A couple of days ago I was having a coffee at the National Art Gallery in Caracas. When I finished, I had to go to the Central University of Venezuela to meet some people. The National Art Gallery is close to the Bellas Artes subway station, and the University is about three stations away, but making a terrible change of train. I didn’t feel like getting nudges and shoves, so I said to myself, “Well, I’m going to walk.”
On the way I came across a fork, or I was going along the boulevard of Quebrada Honda (my usual route) or I was entering the leafy Los Caobos Park. I doubted that when I crossed the park there was an open door that would allow me to continue my way to the university, but I decided to go through the park anyway; I thought that if I had to return, the walk between nature and silence would have rewarded the lost time.
I hadn’t been to Los Caobos Park for a long time, and the surprise I got was quite pleasant.

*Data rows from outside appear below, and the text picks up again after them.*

PR #397, opened 2020-12-16
Share graph object creation test utils across tests and cleanup

austinkelleher:
Just separated into this PR to make reviewing easier.


packages/integration-sdk-runtime/src/execution/__tests__/jobState.test.ts
```diff
@@ -8,35 +8,36 @@ import {
...
-      options?.normalizeGraphObjectKey,
-    ),
+    duplicateKeyTracker: new DuplicateKeyTracker(),
     typeTracker: new TypeTracker(),
     dataStore: new MemoryDataStore(),
+    ...partial,
   };
 }
 
+function createTestStepJobStateState(
```
ndowmon, line 28: `StateState`? Intentional?

ndowmon (approved):
Nice!

packages/integration-sdk-runtime/src/execution/__tests__/jobState.test.ts
austinkelleher: Good catch. Will fix. Thanks.

charlieduong94 (approved):

PR #12, opened 2023-06-19
Cleaning tools and "setup and run"

Jgmedina95:


SamCox822 (commented):
In mdagent/tools/search_tools.py
can you change the prompt summary to use the BaseLanguageModel from langchain (it's also used in tools.py). We need to keep llm model types the same throughout

mdagent/tools/search_tools.py
SamCox822, line 1: Can you change the prompt summary to use the BaseLanguageModel from langchain (it's also used in tools.py). We need to keep llm model types the same throughout

notebooks/set_and_run_example.ipynb
SamCox822, line 1: Can you make this a full example that makes the params file and then runs?

environment.yaml
SamCox822, line 1: Since you have to add openmm and pdbfixer via conda, can you add those instructions on the readme under Installation?

SamCox822 (changes requested):

mdagent/tools/search_tools.py
Jgmedina95: done

notebooks/set_and_run_example.ipynb
Jgmedina95: done

environment.yaml
Jgmedina95: done

SamCox822 (commented):
I did a little rearranging and added a notebook that reflects a full user story.

SamCox822 (approved):

PR #13, opened 2023-06-20
implement name2pdb tool

qcampbel:
* added name2pdb tool
* added test
* example notebook 

Note: don't approve yet - working on the tool and its description so the agent won't use literature search unintentionally


Jgmedina95:
Issue with notebook. For some reason the agent is not importing the tool

qcampbel:
By rerunning the updated notebook on my end, the agent imported the tool successfully. It was able to create PDB file. However, the agent would run it multiple times before giving PDB file as the final answer.. It can be approved as is, since it completed its task, or

Jgmedina95 (approved):
After changing the return statement, is worked like a charm

PR #14, opened 2023-06-22
automate loading API keys

qcampbel:
Make it easier and cleaner for developers to load API keys. Instead of adding the keys directly in each of notebooks, one just need to create .env file with API keys and run notebooks as is.
* sample_env is provided as a template for .env file
* .env isn't mandatory to run the agent (API keys can be added manually by users as before), but it'll keep keys secure, as .env files won't get pushed to the repo


Jgmedina95:
There are not new tests checking this new configuration. it doesn't need it?

Is it up to us to create the .env file in our setup?, I've seen other implementations where a .env.example file is used to make it easier for new developers.

SamCox822:
> There are not new tests checking this new configuration. it doesn't need it?
> 
> Is it up to us to create the .env file in our setup?, I've seen other implementations where a .env.example file is used to make it easier for new developers.

@Jgmedina95 no, we shouldn't need tests for this other than the notebooks. This isn't a new function, it just adds an optional simpler/cleaner method. This PR will create an example file that users can edit/update appropriately for their use. We can think about a potential better way to include this, but for now, I think it's fine.

SamCox822 (dismissed):

PR #22, opened 2023-06-28
Rmsd

qcampbel:
* implement rmsd functions  using MDanalysis
* also improved name2pdb so it can produce pdb files by default, since MDAnalysis doesn't work with .cif files. Name2pdb now can produce either cif or pdb files.


qcampbel:
decided to convert this PR to draft until I add RMSD plotting

Jgmedina95:
The notebook works!. My last worry would be the description of the ppi tool:  
```
"  Calculates minimum heavy-atom distance between peptide (assumed to be
    smallest chain) and protein. Returns average distance between these two."
```
As it actually calculates and returns the average between all residues of the protein. Maybe just add protein _residues_ in the description.

Jgmedina95 (approved):

PR #43, opened 2023-11-07
Implement VectorDB and simplify adding new tools

qcampbel:
Changes made:

- implemented Chroma vector database storing skills for SkillRetrieval
- implement Chroma vector database storing all tools for tool retrieval when initializing MDAgent
- Simplified creating Langchain tools and executing them by making it more 'function-centered'
- pass all_tools and current_tools to Iterator code (still need to have other agents to include those new inputs)

I also updated subagent tools and agent type by switching to OpenAI Functions type


Jgmedina95 (commented):
Some comments:
"python_repl" tool to be changed from langchain_experimental too. 
agent.py:

1.  Why there are two initialization of the agent_executor?
2. Also, the prompt initialization for openai agent is different than with MRKL. It needs something like this per the documentation:

```
            prompt = ChatPromptTemplate.from_messages(
                [
                    ("system", "\n\n".join([PREFIX, FORMAT_INSTRUCTIONS_FUNC])),
                    ("user", QUESTION_PROMPT_FUNC),
                    MessagesPlaceholder(variable_name="agent_scratchpad"),
                ]
            )
```
Otherwise, it just gets ignored. 

in general, inside the subagents. A little more of comments explaining each function would be helpful :)

qcampbel:
1. I cleaned up agent initialization so it's initialized once under 'run' function. Because only tools relevant to the prompt are retrieved, it has to be initialized after prompt & a list of tools are obtained.

Jgmedina95 (approved):

PR #52, opened 2023-12-18
2 agent options

SamCox822:


SamCox822:
the goal here @qcampbel @Jgmedina95 is to merge this into updatingsimul2 before approving & merging that one

qcampbel (approved):
Looks good. if @Jgmedina95 agrees, let's merge. 

I notice mypy.ini was deleted though. was it intended?

Jgmedina95 (approved):

SamCox822:
@qcampbel 

> Looks good. if @Jgmedina95 agrees, let's merge.
> 
> I notice mypy.ini was deleted though. was it intended?

yes, we added the mypy flag `--ignore-missing-imports` a while back to the pre-commit config file, so we don't need the mypy init file anymore

PR #62, opened 2024-01-03
update CreateNewTool to execute as well

qcampbel:
- partly combine CreateNewTool and ExecuteSkill, since it makes more sense to do it in one step instead of two.
- renamed ExecuteSkill -->  RetryExecuteSkill. Just in case executing fails (likely due to missing arguments). May remove this later if deemed unnecessary.


mdagent/tools/maketools.py
```diff
@@ -186,15 +185,21 @@ class CreateNewToolInputSchema(BaseModel):
         description="""List of all tools you have access to. Such as
         this tool, 'ExecuteSkill', 'SkillRetrieval', and maybe `Name2PDBTool`, etc."""
     )
+    execute: Optional[bool] = Field(
+        description="Whether to execute the new tool or not. default: True"
+    )
```
Jgmedina95, line 190: you can include the default value like: 
```{python}
Field(True, description="Whether to execute the new tool or not. default: True")
```
That way, you don't need to specify the value later on when calling _run

Jgmedina95 (commented):
See comment in maketools file

mdagent/tools/maketools.py
qcampbel: updated in latest commits

Jgmedina95 (commented):
LGTM

Jgmedina95 (approved):

PR #63, opened 2024-01-03
bring back tool retrieval

qcampbel:
- Added back tool retrieval for the main dude
- Also improved how tools are retrieved to make it more robust and useful

@SamCox822 and @Jgmedina95 - look at agent.py and tell me what you think. Old version of tool retrieval looks awkward with agent initialized during 'run' function, so I made a separate function for agent initialization to make it look cleaner and readable.


Jgmedina95:
Im confused here, why do we want to initialize the agent with the run call? doesn't this will make it impossible to have memory as the agent will reinitialize after every query?

SamCox822 (approved):

PR #66, opened 2024-01-04
Improving path registry

Jgmedina95:
1. Give value to the path_registry. Files names are now files id. Which are the ones the agent will use to use files inside tools (already implemented in simulations and cleaning tools)
2. Improve ListRegistryPath as names are hardly self-explanatory, a description of each file is also included.

### DIFF
--- a/tests/test_fxns.py
+++ b/tests/test_fxns.py
@@ -1,3 +1,4 @@
+import json
 import os
 import warnings
 from unittest.mock import MagicMock, mock_open, patch
@@ -11,7 +12,7 @@ from mdagent.tools.base_tools import (
     get_pdb,
 )
 from mdagent.tools.base_tools.analysis_tools.plot_tools import plot_data, process_csv
-from mdagent.utils import PathRegistry
+from mdagent.utils import FileType, PathRegistry
 
 warnings.filterwarnings("ignore", category=DeprecationWarning, module="pkg_resources")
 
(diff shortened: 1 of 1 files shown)


.vscode/settings.json
qcampbel, line 1: I think this file is accidentally being pushed to this repo

mdagent/tools/maketools.py
```diff
@@ -80,7 +79,7 @@ def make_all_tools(
         CheckDirectoryFiles(),
         #    InstructionSummary(path_registry=path_instance),
         ListRegistryPaths(path_registry=path_instance),
-        MapPath2Name(path_registry=path_instance),
+        #    MapPath2Name(path_registry=path_instance),
         Name2PDBTool(path_registry=path_instance),
```
qcampbel, line 83: you sure we want to remove that tool? suppose there are some files provided by users - just a thought

.vscode/settings.json
Jgmedina95: youre right! it got in accidentally when I pulled the last PR

mdagent/tools/maketools.py
Jgmedina95: good point, is just that the agent sometimes adds the same file more than once with the tool taking it made it work better for my examples.

SamCox822 (commented):
can you add unit tests for the new features you added?

mdagent/tools/base_tools/preprocess_tools/clean_tools.py
```diff
@@ -343,26 +350,41 @@ def _run(self, **input_args) -> str:
...
-                file_name = f"tidy_{name}v{version}.{end}"
-
+            file_name = self.path_registry.write_file_name(
+                type=FileType.PROTEIN,
+                protein_name=name,
+                description="Clean",
+                file_format=end,
+            )
+            file_id = self.path_registry.get_fileid(file_name, FileType.PROTEIN)
+            #            if output_path:
```
SamCox822, line 360: is there a reason we are leaving these comments in?

mdagent/tools/maketools.py
```diff
@@ -80,7 +79,7 @@ def make_all_tools(
         CheckDirectoryFiles(),
         #    InstructionSummary(path_registry=path_instance),
         ListRegistryPaths(path_registry=path_instance),
-        MapPath2Name(path_registry=path_instance),
+        #    MapPath2Name(path_registry=path_instance),
```
SamCox822, line 82: and this comment

SamCox822 (approved):

PR #74, opened 2024-01-29
added streamlit app with ability to upload files

SamCox822:
just for fun 

This PR, specifically:
- Instructions added to readme
- streamlit package added to setup
- some logging messages duplicated (previously just printed to terminal - now also to streamlit app)
- streamlit app added -> when files are uploaded, they get added to registry

Things we can do in the future: 
- more add st.markdown lines to print directly to the app as needed
- add ability to handle different file types
- implement chat model & use streamlit app to chat

### DIFF
--- a/mdagent/tools/base_tools/simulation_tools/setup_and_run.py
+++ b/mdagent/tools/base_tools/simulation_tools/setup_and_run.py
@@ -317,8 +317,8 @@ class SimulationFunctions:
             ]
             Forcefield = Forcefield_files[0]
             Water_model = Forcefield_files[1]
-        print("Setting up forcields :", Forcefield, Water_model)
-        st.markdown("Setting up forcields", unsafe_allow_html=True)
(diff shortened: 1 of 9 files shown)


mdagent/tools/base_tools/simulation_tools/setup_and_run.py
brittyscience, line 1: Please check line 321, I think I noticed a typo.

brittyscience: @SamCox822

brittyscience (changes requested):
I am unclear if this is a "PR" or a simple review of a commit. Did you mean .CSV or .CIF file? The streamlit was tested and run, it appears that .CIF is the standard format from PDB.

brittyscience (approved):
I have witnesses. PR approved :)

PR #92, opened 2022-09-18
refactor: move clock/clock.rs into clock.rs (clippy)

da2ce7:
Fix the clippy warning that the module has the same name as it's directory. Will recreate the folder when needed by the interval counter, i.e. #83


da2ce7:
ACK e31d10563bdab5f5d30f1d01b41e563121091a02

da2ce7:
ACK 20f099eb0763a2d4625b788af63b2cd808440dd8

Not only could I enjoy an atmosphere of peace, shade and silence, but on my way I came across the El Venezolano fountain, a beautiful work of art that worked perfectly, expelling jets of water over 3 meters high.
The sound of the water captivated me and I entered a contemplative state for a moment. Reflecting on why I was amazed and glad to see the fountain, I realized that the main reason for my pleasure was to see that the fountain worked. It wasn’t the beautiful life-size sculptures of bodies, it wasn’t the background of trees protecting from the inclement sun, it wasn’t… it was simply that the fountain worked. Then, a few steps later, I thought, “It was the fountain that surprised me, but it could have been anything else that worked. I’m conditioned that nothing is good in this country, and seeing something working, I’m glad.
I immediately felt a sense of frustration and helplessness at living in a country where its citizens are happy to see a serving fountain, a staple product on the shelf of the nearest grocery store, or any simplicity that for anyone else is completely normal. However, I stopped in time and said to myself: “This made me feel good, it doesn’t have to become another complaint. Today I discovered a beautiful place within the city, but how many more won’t there be?
Our negative, tired and defeated attitude serves as a dark veil that prevents us from seeing the beautiful within the chaos. It really exists! There is a hidden Caracas, one waiting to be rediscovered by its inhabitants to be redeemed, respected and cared for by all. We live in dark times, where every detail that nourishes you, no matter how small, is a great treasure that must be valued and used to move forward in the midst of the storm.
For my part, I am going to keep my eyes wide open, rediscover those spaces that I go through every day, fill them with a different meaning that fills me with motivation to continue with my objectives. What if we all did the same thing? Maybe there would be less hard and long faces, maybe spaces would be taken care of more.